PR #1199, opened 2025-04-15
Don't stop pools

shsms:
When there are multiple pool instances controlling the same components and one of them stops, that would stop all the pools.

This PR adds an emergency fix to prevent this bug, to buy some time to come up with a better solution.

### DIFF
--- a/src/frequenz/sdk/timeseries/ev_charger_pool/_ev_charger_pool.py
+++ b/src/frequenz/sdk/timeseries/ev_charger_pool/_ev_charger_pool.py
@@ -217,7 +217,12 @@ class EVChargerPool:
 
     async def stop(self) -> None:
         """Stop all tasks and channels owned by the EVChargerPool."""
-        await self._pool_ref_store.stop()
+        # This was closing the pool_ref_store, which is not correct, because those are
+        # shared.
+        #
+        # This method will do until we have a mechanism to track the resources created
+        # through it.  It can also eventually cleanup the pool_ref_store, when it is
+        # holding the last reference to it.
 
     @property
     def _system_power_bounds(self) -> ReceiverFetcher[SystemBounds]:
--- a/RELEASE_NOTES.md
+++ b/RELEASE_NOTES.md
@@ -14,4 +14,5 @@
 
 ## Bug Fixes
 
-<!-- Here goes notable bug fixes that are worth a special mention or explanation -->
+- Fixes a bug where battery pool metrics would stop for one actor when another actor managing the same components stops its pool.
+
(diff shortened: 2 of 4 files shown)


src/frequenz/sdk/timeseries/ev_charger_pool/_ev_charger_pool.py
```diff
@@ -217,7 +217,6 @@ def power_distribution_results(self) -> ReceiverFetcher[_power_distributing.Resu
 
     async def stop(self) -> None:
         """Stop all tasks and channels owned by the EVChargerPool."""
-        await self._pool_ref_store.stop()
```
ela-kotulska-frequenz, line 220: Could you please add comment why this methods are empty?
It looks like bug now, because method description and definition does different thing.

ela-kotulska-frequenz (commented):
Wow but the formulas are shared, too.
So we have the same problem if 2 actors uses the same formula (like BatteryPool.power()) and one of them stops it.
And the same for `microgrid.producer().power` - one actor stops it, it won't work for other actors.

So this PR won't fix the problem :/
Maybe quick fix would be to not share pools & formulas? (I don't know how much work it would be).
Or have counter (how many is active and how many stopped

llucax:
:wave: reference counting :wave:

src/frequenz/sdk/timeseries/ev_charger_pool/_ev_charger_pool.py
shsms: Done

llucax (approved):
Approving because I guess if you are making a PR with such a hack, you really need it urgently, but I think the release notes are a bit misleading. You fixed a bug by introducing a new bug (pools are not stopped) :laughing:

shsms:
> And the same for `microgrid.producer().power` - one actor stops it, it won't work for other actors.

This is not a problem.  Users only want to close the resources that they have created.  So when they make a `new_receiver()` and have a reference to the receiver, they will stop it.  The same is true with `new_battery_pool` because they are creating it.

We don't have the idiom of holding references to built-in formulas.  When people create custom formulas, they can stop those; that's fine.

Also, when formulas are closed by mistake, it's immediately noticeable. But when the battery pool is closed by mistake and we're only subscribing to SOC or capacity, for example, it's much more dangerous because we'll just assume the value hasn't changed.

> Maybe quick fix would be to not share pools & formulas?

Because there are so many metrics, that would quickly become a noticeable overhead.  Additionally, the pools share access to the power manager, etc.

I think we should just look for a proper solution, hopefully next week.

PR #1202, opened 2025-04-22
Use the additive `ShiftingMatryoshka` algorithm only for batteries

shsms:
And revert back to plain Matryoshka for PV and EV chargers.

### DIFF
--- a/src/frequenz/sdk/microgrid/_data_pipeline.py
+++ b/src/frequenz/sdk/microgrid/_data_pipeline.py
@@ -19,6 +19,8 @@ from datetime import timedelta
 from frequenz.channels import Broadcast, Sender
 from frequenz.client.microgrid import ComponentCategory, InverterType
 
+from frequenz.sdk.microgrid._power_managing._base_classes import Algorithm
+
 from .._internal._channels import ChannelRegistry
 from ..actor._actor import Actor
 from ..timeseries import ResamplerConfig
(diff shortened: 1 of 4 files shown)


llucax (approved):
Nice to see how simple this change was :tada:

src/frequenz/sdk/microgrid/_data_pipeline.py
```diff
@@ -103,16 +105,19 @@ def __init__(
...
+            power_manager_algorithm=Algorithm.MATRYOSHKA,
             component_category=ComponentCategory.EV_CHARGER,
         )
         self._pv_power_wrapper = PowerWrapper(
             self._channel_registry,
             api_power_request_timeout=api_power_request_timeout,
+            power_manager_algorithm=Algorithm.MATRYOSHKA,
             component_category=ComponentCategory.INVERTER,
             component_type=InverterType.SOLAR,
         )
```
ela-kotulska-frequenz, line 123: If I remember correctly, original Matryoshka algorithm had something like `operating point` adjustment.
How it works now?

ela-kotulska-frequenz (commented):
LGTM.
Just have one question.

src/frequenz/sdk/microgrid/_data_pipeline.py
llucax: That was like a partition, so all actors that were in the operating point group would shift the other actors or something like that. I think now is like the operating point group is always empty. But maybe @shsms can check I'm not mistaken.

shsms: That was mainly for battery use cases and is gone now.  We only have a single matryoshka instance for PV and EV chargers.

ela-kotulska-frequenz: OK, thanks a lot! :)

PR #1215, opened 2025-05-09
Allow create PVPool instances in locations without PV

### LINKED ISSUE #1130: Using PV pool in locations without PV cause error
### What happened?

```
2024-12-10T09:31:59+0100 ERROR    frequenz.sdk._internal._asyncio:50: Restarting after exception
  File "/frequenz-app-edge/.venv2/lib/python3.11/site-packages/frequenz/sdk/_internal/_asyncio.py", line 48, in run_forever
    await async_callable()
  File "/frequenz-app-edge/.venv2/lib/python3.11/site-packages/frequenz/sdk/timeseries/pv_pool/_system_bounds_tracker.py", line 108, in _run
    pv_data_rx = merge(
                 ^^^^^^
  File "/frequenz-app-edge/.venv2/lib/python3.11/site-packages/frequenz/channels/_merge.py", line 92, in merge
    raise ValueError("At least one receiver must be provided")
ValueError: At least one receiver must be provided
```

This was from a setup without PV inverters.

It shouldn't crash or cause errors. However, the `propose_power` method could print a warning when there are no components.

### Affected version(s)

_No response_

### Affected part(s)

### Extra information

_No response_

shsms:
Closes #1130

### DIFF
--- a/src/frequenz/sdk/timeseries/pv_pool/_pv_pool_reference_store.py
+++ b/src/frequenz/sdk/timeseries/pv_pool/_pv_pool_reference_store.py
@@ -97,15 +97,20 @@ class PVPoolReferenceStore:
             name=f"System Bounds for PV inverters: {component_ids}",
             resend_latest=True,
         )
-        self.bounds_tracker: PVSystemBoundsTracker = PVSystemBoundsTracker(
-            self.component_ids,
-            self.status_receiver,
-            self.bounds_channel.new_sender(),
-        )
-        self.bounds_tracker.start()
+
+        self.bounds_tracker: PVSystemBoundsTracker | None = None
+        # In locations without PV inverters, the bounds tracker will not be started.
+        if self.component_ids:
+            self.bounds_tracker = PVSystemBoundsTracker(
+                self.component_ids,
+                self.status_receiver,
+                self.bounds_channel.new_sender(),
+            )
+            self.bounds_tracker.start()
 
     async def stop(self) -> None:
         """Stop all tasks and channels owned by the PVInverterPool."""
         await self.formula_pool.stop()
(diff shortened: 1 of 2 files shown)


src/frequenz/sdk/timeseries/pv_pool/_pv_pool_reference_store.py
```diff
@@ -97,15 +97,20 @@ def __init__(  # pylint: disable=too-many-arguments
...
+                self.bounds_channel.new_sender(),
+            )
+            self.bounds_tracker.start()
 
     async def stop(self) -> None:
         """Stop all tasks and channels owned by the PVInverterPool."""
         await self.formula_pool.stop()
-        await self.bounds_tracker.stop()
+        if self.bounds_tracker is not None:
+            await self.bounds_tracker.stop()
```
llucax, line 115: Not introduced by this PR, but just FYI, as I mentioned in other insteances and at least if this is a `BackgroundService`, stopping of sub-services should be done separately via `cancel()` and `wait()`, and leave `stop()` being just an alias for `self.cancel(); await self`.

llucax (approved):
Approving as this, if it is really an issue, it is not introduced by this PR.

src/frequenz/sdk/timeseries/pv_pool/_pv_pool_reference_store.py
shsms: It is not a bug the way it is now, at least not in this layer, because this is in the `*reference_store`, which is supposed to be shared already.

But we will have to look at the outer layers, where we just removed the call to `*reference_store.stop()` as a temporary fix.

PR #1216, opened 2025-05-12
Ensure root component is as close as possible to the grid component

shsms:
The `find_first_descendant_component` accepts a `root_category` and finds
a component matching that category to begin traversing from.  This PR
ensures that the matching root component that's found is as close as
possible to the GRID component.

### DIFF
--- a/src/frequenz/sdk/microgrid/component_graph.py
+++ b/src/frequenz/sdk/microgrid/component_graph.py
@@ -311,16 +311,11 @@ class ComponentGraph(ABC):
     def find_first_descendant_component(
         self,
         *,
-        root_category: ComponentCategory,
         descendant_categories: Iterable[ComponentCategory],
     ) -> Component:
         """Find the first descendant component given root and descendant categories.
 
-        This method searches for the root component within the provided root
-        category. If multiple components share the same root category, the
-        first found one is considered as the root component.
-
-        Subsequently, it looks for the first descendant component from the root
+        This method looks for the first descendant component from the GRID
         component, considering only the immediate descendants.
 
         The priority of the component to search for is determined by the order
@@ -328,13 +323,12 @@ class ComponentGraph(ABC):
         highest priority.
 
         Args:
-            root_category: The class of the root component to search for.
             descendant_categories: The descendant classes to search for the first
                 descendant component in.
 
         Returns:
             The first descendant component found in the component graph,
-                considering the specified `root` and `descendants` categories.
+                considering the specified `descendants` categories.
         """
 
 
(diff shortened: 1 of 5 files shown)


src/frequenz/sdk/microgrid/component_graph.py
```diff
@@ -853,10 +853,31 @@ def find_first_descendant_component(
...
+                ),
+                None,
+            )
+            if grid_component is None:
+                raise ValueError("Grid component not found in component graph!")
+
+            root_component = self.find_first_descendant_component(
+                root_category=ComponentCategory.GRID,
+                descendant_categories=[root_category],
+            )
```
llucax: Alternative with less duplication for finding the grid component:

```suggestion
        grid_component = next(
            (
                comp
                for comp in self.components(
                    component_categories={ComponentCategory.GRID}
                )
            ),
            None,
        )
        if root_category == ComponentCategory.GRID:
            root_component = grid_component
        else:
            if grid_component is None:
                raise InvalidGraphError("Grid component not found in component graph")

            root_component = self.find_first_descendant_component(
                root_category=ComponentCategory.GRID,
                descendant_categories=[root_category],
            )
```

src/frequenz/sdk/microgrid/component_graph.py
```diff
@@ -853,10 +853,31 @@ def find_first_descendant_component(
...
+                (
+                    comp
+                    for comp in self.components(
+                        component_categories={ComponentCategory.GRID}
+                    )
+                ),
+                None,
+            )
+            if grid_component is None:
+                raise ValueError("Grid component not found in component graph!")
```
llucax: I would raise a `InvalidGraphError` as there is really nothing wrong with the values passed to the function, is just the component graph is not suitable for this operation, right?
```suggestion
                raise InvalidGraphError("Grid component not found in component graph!")
```

llucax (commented):
The other comments are optional, but I also wonder what happens with islands, we are supposed to support islands. Isn't there any way to find descendants if there is no grid connection?

shsms:
I'm actually wondering why we need to support this `root_category == Meter`, etc.  The root category is the GRID.  The two places where this function is being used are specifying `GRID` as the root component.

Unless you're against, I'll remove this parameter.  But if we keep it instead, we should reject everything that's not the GRID.  The rest are not "root", because there can be multiple of them.  But there can only be one GRID component in the graph.

shsms:
Ideally this function is replaced by a bfs, but I will not do that now.

src/frequenz/sdk/microgrid/component_graph.py
shsms: done

src/frequenz/sdk/microgrid/component_graph.py
shsms: dropped this section.

llucax (approved):

llucax:
> Ideally this function is replaced by a bfs, but I will not do that now.

There was some bfs implemented by @matthias-wende-frequenz somewhere, IIRC.

shsms:
> There was some bfs implemented by @matthias-wende-frequenz somewhere, IIRC.

No, he made a dfs

PR #1322, opened 2025-12-11
Implement lazy subscription for Coalesce function

shsms:

PR #1330, opened 2025-12-16
Revert unreleased interface changes 

shsms:
These changes were introduced in the PRs #1295 and #1322, and are being reverted here.

### DIFF
--- a/RELEASE_NOTES.md
+++ b/RELEASE_NOTES.md
@@ -1,21 +1,11 @@
 # Frequenz Python SDK Release Notes
 
-## Summary
-
-<!-- Here goes a general summary of what this release is about -->
-
 ## Upgrading
 
-<!-- Here goes notes on how to upgrade from previous versions, including deprecations and what they should be replaced with -->
-
-- The `FormulaEngine` is now replaced by a newly implemented `Formula` type.  This doesn't affect the high level interfaces.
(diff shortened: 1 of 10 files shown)


shsms:
Based on #1322

shsms:
No release notes, because this is reverting unreleased changes.

Marenz (dismissed):
LGTM, only complain might be that the last commit also sneaks in dependency updates

shsms:
@Marenz the microgrid client is a patch update, and the component graph dep is only being introduced in this release cycle, so we can sneak it in.

Could I get another approval with the release notes?

ela-kotulska-frequenz (approved):

llucax (approved):

llucax:
> @Marenz the microgrid client is a patch update, and the component graph dep is only being introduced in this release cycle, so we can sneak it in.

I guess he means they are in an unrelated commit. I agree it would have been nicer to split it into their own commit(s) if they were not related/necessary to the changes in that commit. But just a minor thing, so approving.

shsms:
> I agree it would have been nicer to split it into their own commit(s) if they were not related/necessary to the changes in that commit.

They absolutely are.  Graph repo had new subclassability feature needed for that commit.  Graph update also includes wind turbines, for which we need client 18.1.  So both are related to that commit.

PR #1340, opened 2026-01-05
Validate component IDs when creating component pools

shsms:


src/frequenz/sdk/timeseries/battery_pool/_battery_pool_reference_store.py
```diff
@@ -81,12 +81,24 @@ def __init__(  # pylint: disable=too-many-arguments
...
+        Raises:
+            ValueError: If any of the specified batteries is not present in the
+                microgrid.
         """
         self._batteries: frozenset[ComponentId]
+        all_batteries = self._get_all_batteries()
         if batteries_id:
             self._batteries = frozenset(batteries_id)
+            if not self._batteries.issubset(all_batteries):
+                unknown_ids = self._batteries - all_batteries
```
llucax, line 94: You could save a line of code and a couple cycles by reversing this:
```suggestion
            if unknown_ids := self._batteries - all_batteries:
```
(same for the rest)

RELEASE_NOTES.md
```diff
@@ -1,5 +1,17 @@
 # Frequenz Python SDK Release Notes
 
-## Bug fixes
+## Summary
 
-- `FormulaEngine` and `FormulaEngine3Phase` are now type aliases to `Formula` and `Formula3Phase`, fixing a typing issue introduced in `v1.0.0-rc2202`.
+<!-- Here goes a general summary of what this release is about -->
+
+## Upgrading
```
llucax, line 7: I would also add a note here, as this is effectively a breaking change. Users will need to update their code to deal with the exception, or validate the IDs before passing them to `new_xxx_pool()`.

llucax (commented):
Assigning to rc2300 because this is a breaking change. Also I think we need to mention it in the upgrading section of the release notes.

src/frequenz/sdk/timeseries/battery_pool/_battery_pool_reference_store.py
shsms: that doesn't look like a subset check.

shsms:
It is of course not a breaking change, because it was broken much worse earlier when they sent non-battery to battery pool.  This is a more predictable meaningful error.  Just a bug fix.

llucax:
It is a breaking change in the sense that raising a new exception is an interface change, but I see your point that passing the wrong ID would also make the user code explode, only in a different and worse way, so OK. Rolling-back the breaking change label and milestone.

llucax (dismissed):

llucax:
Added a commit to add the missing `Raises` section to the docstrings of methods now raising a  `ValueError`.

Needs approval from someone else now. Enabling auto-merge too, as Sahas will be away for a few weeks.

llucax:
Tests still failing for the same reasons as #1343, see comments in that PR for details.

Marenz (dismissed):

llucax:
Rebased to get the CI fix, and needed to merge some conflicts for that, so it needs a new approval.

ela-kotulska-frequenz (approved):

◆ ◆ ◆ ◆

Copy every line of the records above, starting with the first, up to and including the line containing "(diff shortened: 2 of 4 files shown)".

■ **Solution to this exercise**:
PR #1199, opened 2025-04-15
Don't stop pools

shsms:
When there are multiple pool instances controlling the same components and one of them stops, that would stop all the pools.

This PR adds an emergency fix to prevent this bug, to buy some time to come up with a better solution.

### DIFF
--- a/src/frequenz/sdk/timeseries/ev_charger_pool/_ev_charger_pool.py
+++ b/src/frequenz/sdk/timeseries/ev_charger_pool/_ev_charger_pool.py
@@ -217,7 +217,12 @@ class EVChargerPool:
 
     async def stop(self) -> None:
         """Stop all tasks and channels owned by the EVChargerPool."""
-        await self._pool_ref_store.stop()
+        # This was closing the pool_ref_store, which is not correct, because those are
+        # shared.
+        #
+        # This method will do until we have a mechanism to track the resources created
+        # through it.  It can also eventually cleanup the pool_ref_store, when it is
+        # holding the last reference to it.
 
     @property
     def _system_power_bounds(self) -> ReceiverFetcher[SystemBounds]:
--- a/RELEASE_NOTES.md
+++ b/RELEASE_NOTES.md
@@ -14,4 +14,5 @@
 
 ## Bug Fixes
 
-<!-- Here goes notable bug fixes that are worth a special mention or explanation -->
+- Fixes a bug where battery pool metrics would stop for one actor when another actor managing the same components stops its pool.
+
(diff shortened: 2 of 4 files shown)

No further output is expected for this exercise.